Ксюше было все равно. Только бы он поправился и улыбался как прежде. В школе оформили Вову на дистант и он доучивался дома. Уколы, бабушкины настойки на травах подняли парня на ноги. Случилось чудо. К выпускному одиннадцатому классу он пришел на своих двоих вполне уверенно. Это была и его заслуга. Вовчик много тренировал ноги, терпел боль, учился ходить заново… Тяжело было, как и обещала бабушка. Хорошо, что приютила и кормила их, не оговаривая. Только иногда качала головой, жалея Ксюшу.

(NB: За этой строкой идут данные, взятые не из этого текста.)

PR #1063, opened 2022-10-07
Catalog Hovers Task is Solved

Stepico:
- [DEMO LINK](https://Stepico.github.io/layout_catalog_hovers/)

### DIFF
--- a/src/styles/_catalog.scss
+++ b/src/styles/_catalog.scss
@@ -14,9 +14,16 @@
     border: 1px solid #ccc;
     border-radius: 5px;
     margin-bottom: 48px;
-  }
+    transition: transform 0.3s, color 0.3s;
 
-  &__card:not(:nth-child(4n)) {
-    margin-right: 48px;
+    &:hover {
+      cursor: pointer;
+      transform: scale(1.2);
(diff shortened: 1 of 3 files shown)


src/styles/_catalog.scss
```diff
@@ -14,9 +14,16 @@
     border: 1px solid #ccc;
     border-radius: 5px;
     margin-bottom: 48px;
-  }
+    transition: transform 0.3s, color 0.3s;
```
MikhailKucherina, line 17: u use transform duration 2 times, it will be better to make a vabiable.

MikhailKucherina (changes requested):
good job, fix one thing and it will be great!

src/styles/_catalog.scss
Stepico: yeah, maybe in this task it will be good, but I don't think like that about some huge projects, because someone might want to set them different values sometime. I guess it store in one place, so you can easily find this information and change it, why do we need to create another one "in the one place" as variables

MikhailKucherina (approved):

illiarerun (approved):

PR #1078, opened 2022-10-08
Make animation in catalog

bohdan-stepanets:


src/styles/_catalog.scss
```diff
@@ -4,6 +4,7 @@
 
   max-width: 944px;
   margin: 0 auto;
+  perspective: 100px;
```
sofiia-dovhan, line 7: You don't need perspective here in case when you use "transform: scale"
It used with "translate"

sofiia-dovhan (commented):
Good job! :fire:

sofiia-dovhan (approved):

Olexandr6 (approved):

После выпускного Вова сделал ее своей женщиной. Захлебываясь от эмоций, говорил какая она… самая лучшая, самая красивая. Говорил, что не достоин ее, но будет стараться…
Ксюша была счастлива, когда и медкомиссию парень смог пройти, поступив в спортивный колледж. А она — в медицинский, по велению сердца… Ночами дежурила санитаркой, днем корпела над конспектами. Нужно потерпеть и не слушать, что говорят остальные. Ведь у них любовь, которая сильней обстоятельств.
Владимира взяли в местную футбольную команду. Он заслужил это потом и кровью, изнуряющими тренировками. Парню еще только двадцать, а его уже присмотрели в столичный клуб и предложили контракт. Ксюша радовалась, что не нужно больше брать дополнительные смены, можно наконец-то выспаться. Она совсем себя загнала, остались одни глаза синие, в которые раньше так любил смотреть Вова. Они жили в квартире бабушки Маши, которая на лето уезжала на дачу огурцы сажать…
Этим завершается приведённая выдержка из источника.